You can construct a data frame from scratch, though, using the data.frame() function. Once a data frame is created, you can add observations to a data frame.
Make a data frame from vectors in R
So, let’s make a little data frame with the names, salaries, and starting dates of a few imaginary co-workers. First, you create three vectors that contain the necessary information like this:
> employee <- c('John Doe','Peter Gynn','Jolie Hope') > salary <- c(21000, 23400, 26800) > startdate <- as.Date(c('2010-11-1','2008-3-25','2007-3-14'))
Now you have three different vectors in your workspace:
A character vector called employee, containing the names
A numeric vector called salary, containing the yearly salaries
A date vector called startdate, containing the dates on which the contracts started
Next, you combine the three vectors into a data frame using the following code:
> employ.data <- data.frame(employee, salary, startdate)

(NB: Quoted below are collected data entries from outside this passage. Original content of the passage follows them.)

PR #419, opened 2024-12-19
Add `PublisherHandler` unit test

### LINKED ISSUE #418: Unit test for `PublisherHandler`
Add a unit test for the `PublisherHandler`

- The `PublisherHandler` unit test is tested.
- `NatsConn` will probably need to be mocked
- Don't use mockgen because it's archived

- testify
- mockery
- gomockery
- mockgen
**Additional context**

chr12c:
Closes #418 

Add `PublisherHandler` unit test and mock the nats connection using `testify`

## Tasks

- [x] Add unit test for `PublisherHandler`

### DIFF
--- a/Makefile
+++ b/Makefile
@@ -88,7 +88,7 @@ test-triggers:
 test-provider-service:
 	$(MAKE) -C provider-service test
 
-test-all: test helm-test-operator helm-test-provider test-argo test-triggers
+test-all: test helm-test-operator helm-test-provider test-argo test-triggers test-provider-service
 
 integration-test-all: integration-test
 	$(MAKE) -C argo/kfp-compiler integration-test
--- a/Makefile
+++ b/Makefile
@@ -73,6 +73,7 @@ integration-test-down:
 
 unit-test: manifests generate ## Run unit tests
 	go test ./... -tags=unit
+	$(MAKE) -C provider-service unit-test
 
 test: fmt vet unit-test decoupled-test
 
@@ -83,6 +84,9 @@ test-argo:
 
 test-triggers:
 	$(MAKE) -C triggers/run-completion-event-trigger test functional-test
+
+test-provider-service:
+	$(MAKE) -C provider-service test
 
 test-all: test helm-test-operator helm-test-provider test-argo test-triggers
 
--- a/triggers/run-completion-event-trigger/internal/publisher/publisher_handler.go
+++ b/triggers/run-completion-event-trigger/internal/publisher/publisher_handler.go
@@ -27,8 +27,12 @@ func (e *ConnectionError) Error() string {
 	return e.Message
 }
 
+type NatsConn interface {
+	Publish(subject string, data []byte) error
+}
+
 type NatsPublisher struct {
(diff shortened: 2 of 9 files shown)


Makefile
```diff
@@ -84,6 +85,9 @@ test-argo:
 test-triggers:
 	$(MAKE) -C triggers/run-completion-event-trigger test functional-test
 
+test-provider-service:
+	$(MAKE) -C provider-service test
+
 test-all: test helm-test-operator helm-test-provider test-argo test-triggers
```
TobyPinfold, line 91:
```suggestion
test-all: test helm-test-operator helm-test-provider test-argo test-triggers test-provider-service
```

aidandunlop (approved):

TobyPinfold (approved):

triggers/run-completion-event-trigger/internal/publisher/publisher_handler.go
```diff
@@ -27,16 +27,20 @@ func (e *ConnectionError) Error() string {
 	return e.Message
 }
 
+type NatsConn interface {
```
grahamia, line 30: This seems like a generic interface for publishing but is restricted by its name to NatsConn. Maybe just Publisher?

triggers/run-completion-event-trigger/internal/publisher/publisher_handler.go
grahamia, line 1: As this is just limited to Nats at the moment and not generic and New is explicitly returning a Nats implementation I think it should be called nats_publisher_handler.go or something

triggers/run-completion-event-trigger/internal/publisher/publisher_handler.go
chr12c: This interface is required in order to mock the behaviour of the nats conn. The real NatsConn isn't an interface so I'm relying on golang's duck typing to get enable the mocking.
`NatsPublisher.Publish` calls `NatsConn.Publish`.

triggers/run-completion-event-trigger/internal/publisher/publisher_handler.go
chr12c: renaming it back to `NewNatsPublisher`
https://github.com/sky-uk/kfp-operator/pull/419/commits/5235d4e57572834b8bdf681de6bc3dd247e7f2ea

triggers/run-completion-event-trigger/internal/publisher/publisher_handler.go
chr12c: https://github.com/sky-uk/kfp-operator/pull/419/commits/5235d4e57572834b8bdf681de6bc3dd247e7f2ea
I've made it lowercase for the moment so nothing outside can implement it

chr12c: I think if we do end up with multiple implementations of the `PublisherHandler`, they will split into different packages, with `natsConn` moving into the nats-only package.

grahamia (approved):

PR #425, opened 2025-01-02
Remove gomock from vai provider service eventflow, use testify

### LINKED ISSUE #424: Remove gomock from vai provider service eventflow
Remove gomock from eventflow because it's an archived library.
In https://github.com/sky-uk/kfp-operator/pull/422 it's starting to become unwieldly to have to setup so many things in mockgen for all of the new interfaces that have been introduced. But due to some existing tests already using gomock, it would be very untidy to run 2 mocking libraries in the same module.

Use testify instead. Is already used in the PublisherHandler

uber's fork of gomock. No need to look further because testify does everything we need from gomock without having to run mockgen.
- Not requiring mockgen setup in the Makefile
- but does tradeoff for having to write some simple boilerplate in test setup
- doesn't need a mock controller
- the remaining syntax is slightly less verbose
- is a maintained library that's quite popular

chr12c:
Closes #424

## Tasks

- [x] Remove gomock from vai provider service eventflow
- [x] Replace mocked client with testify


chr12c:
OK to test

provider-service/vai/internal/event_flow_unit_test.go
```diff
@@ -31,9 +32,21 @@ func artifact() *aiplatformpb.Artifact {
...
+	mock.Mock
+}
+
+func (m *MockPipelineJobClient) GetPipelineJob(
+	ctx context.Context,
+	req *aiplatformpb.GetPipelineJobRequest,
+	opts ...gax.CallOption,
+) (*aiplatformpb.PipelineJob, error) {
+	args := m.Called(ctx, req, opts)
+	return args.Get(0).(*aiplatformpb.PipelineJob), args.Error(1)
```
peter-hazell, line 45:
```suggestion
	return args.Get(0).(*aiplatformpb.PipelineJob), args.Error(1)
```

rather than always trying to cast to a `PipelineJob`, we should check if it's `nil` and return nil if so, this way we  don't have to pass an empty struct through just to satisfy the casting

chr12c: https://github.com/sky-uk/kfp-operator/pull/425/commits/0d8d38d8d638a3a5e5cc3ec8741b207d8112b763
https://github.com/sky-uk/kfp-operator/pull/425/commits/f338ac4486665ec039a129c69bc4162c3b1d0d8b

peter-hazell (approved):

aidandunlop (approved):

PR #429, opened 2025-01-10
Remove gomock from kfp provider. Replace with testify

### LINKED ISSUE #430: Remove gomock and mockgen from kfp provider service
As part of https://github.com/sky-uk/kfp-operator/pull/422, it would be convenient if gomock and mockgen was already removed since it's archived. That means we don't have to mock out the new interfaces with gomock just to change everything to testify afterwards, or change everything to testify in one go.
Although the latter is already done, that PR now has changes way out of scope, so the gomock part should be extracted into it's own PR to reduce clutter.

Remove gomock and mockgen from kfp provider service. Replace with testify

**Additional context**
already done in the vai provider service https://github.com/sky-uk/kfp-operator/issues/424

chr12c:
Closes #430

## Tasks

- [x] Remove gomock and mockgen from kfp provider service
- [x] Replace with testify
- [x] Move kfp provider config into it's own package


TobyPinfold (approved):
Looks good to me

peter-hazell (approved):

PR #431, opened 2025-01-10
Restructure vai provider service event flow

### LINKED ISSUE #432: Restructure vai provider service event flow
As part of https://github.com/sky-uk/kfp-operator/pull/422 and also golang project best practices, we should restructure the vai provider service's packages into something more browsable. Some of these ideas are in anticipation of the new server in that PR. Main goal is to declutter that PR.

Move eventing logic into separate package, as well as other bits like clients, mocks etc. which will be shared with the new server.

chr12c:
Closes #432

## Tasks
For vai provider-service:
- [x] Move event flow into separate pkg
- [x] Move labels into separate pkg
- [x] Move mocks and clients into separate pkgs
- [x] Update event flow test to check for pipeline job client's expected request


grahamia (approved):
Looks good after agreed change.

PR #433, opened 2025-01-10
Move provider service vai config's pipelineStorageObject and pipelineUri into util pkg

### LINKED ISSUE #434: Move provider service vai config's pipelineStorageObject and pipelineUri into util pkg
In the past, the vai provider config was copied over from the argo vai module to the provider-service event flow. However since the provider-service doesn't talk to gcs (until https://github.com/sky-uk/kfp-operator/pull/433), it didn't use all of the helper methods.

These methods will be used when the provider-service takes on the functionality of the argo CLI. Upon further inspection, a couple of these methods shouldn't be a method on the config since it doesn't use anything from the config. Instead they should be a standalone util.

Also when this config was copied over, the tests weren't copied over.

All of this was done in https://github.com/sky-uk/kfp-operator/pull/433, but should be in a separate PR for clarity.

put `pipelineStorageObject` and `pipelineUri` into a package so that it's separate from the vai provider config. Add tests and improve where necessary.

chr12c:
Closes #434 

## Tasks

- [x] Move provider service vai config's pipelineStorageObject and pipelineUri into util pkg
- [x] Copy (and update) test

### DIFF
--- a/provider-service/vai/internal/config/config.go
+++ b/provider-service/vai/internal/config/config.go
@@ -2,7 +2,6 @@ package config
 
 import (
 	"fmt"
-	"github.com/sky-uk/kfp-operator/argo/common"
 )
 
 type VAIProviderConfig struct {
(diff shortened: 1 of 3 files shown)


provider-service/vai/internal/util/util_test.go
```diff
@@ -0,0 +1,118 @@
...
+	. "github.com/onsi/gomega"
+	"github.com/sky-uk/kfp-operator/argo/common"
+)
+
+func TestGcsUtilUnitSuite(t *testing.T) {
+	RegisterFailHandler(Fail)
+	RunSpecs(t, "GCS Util Unit Suite")
+}
+
+var _ = Describe("Util", Ordered, func() {
```
chr12c, line 18: the equivalent test that exists in argo provider config: https://github.com/sky-uk/kfp-operator/blob/72df0a26515ec8c67167379610a3efa6459e6a1f/argo/providers/vai/internal/config_unit_test.go

grahamia (approved):

aidandunlop (approved):

provider-service/vai/internal/config/config.go
```diff
@@ -32,22 +31,6 @@ func (vaipc VAIProviderConfig) PipelineJobName(name string) string {
 	return fmt.Sprintf("%s/pipelineJobs/%s", vaipc.Parent(), name)
 }
 
-func (vaipc VAIProviderConfig) pipelineStorageObject(pipelineName common.NamespacedName, pipelineVersion string) (string, error) {
```
chr12c, line 35: yes, these are unused right now. Which is why the signature can be changed without breaking anything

The result of this is a data frame, employ.data, with the following structure:
> str(employ.data) 'data.frame': 3 obs. of 3 variables: $ employee : Factor w/ 3 levels "John Doe","Jolie Hope",..: 1 3 2 $ salary : num 21000 23400 26800 $ startdate: Date, format: "2010-11-01" "2008-03-25" ...
To combine a number of vectors into a data frame, you simple add all vectors as arguments to the data.frame() function, separated by commas. R will create a data frame with the variables that are named the same as the vectors used.
Keep characters as characters in R
You may have noticed something odd when looking at the structure of employ.data. Whereas the vector employee is a character vector, R made the variable employee in the data frame a factor.
R does this by default, but you have an extra argument to the data.frame() function that can avoid this — namely, the argument stringsAsFactors. In the employ.data example, you can prevent the transformation to a factor of the employee variable by using the following code:
> employ.data <- data.frame(employee, salary, startdate, stringsAsFactors=FALSE)
If you look at the structure of the data frame now, you see that the variable employee is a character vector, as shown in the following output:
> str(employ.data) 'data.frame': 3 obs. of 3 variables: $ employee : chr "John Doe" "Peter Gynn" "Jolie Hope" $ salary : num 21000 23400 26800 $ startdate: Date, format: "2010-11-01" "2008-03-25" ...
By default, R always transforms character vectors to factors when creating a data frame with character vectors or converting a character matrix to a data frame. This can be a nasty cause of errors in your code if you’re not aware of it. If you make it a habit to always specify the stringsAsFactors argument, you can avoid a lot of frustration.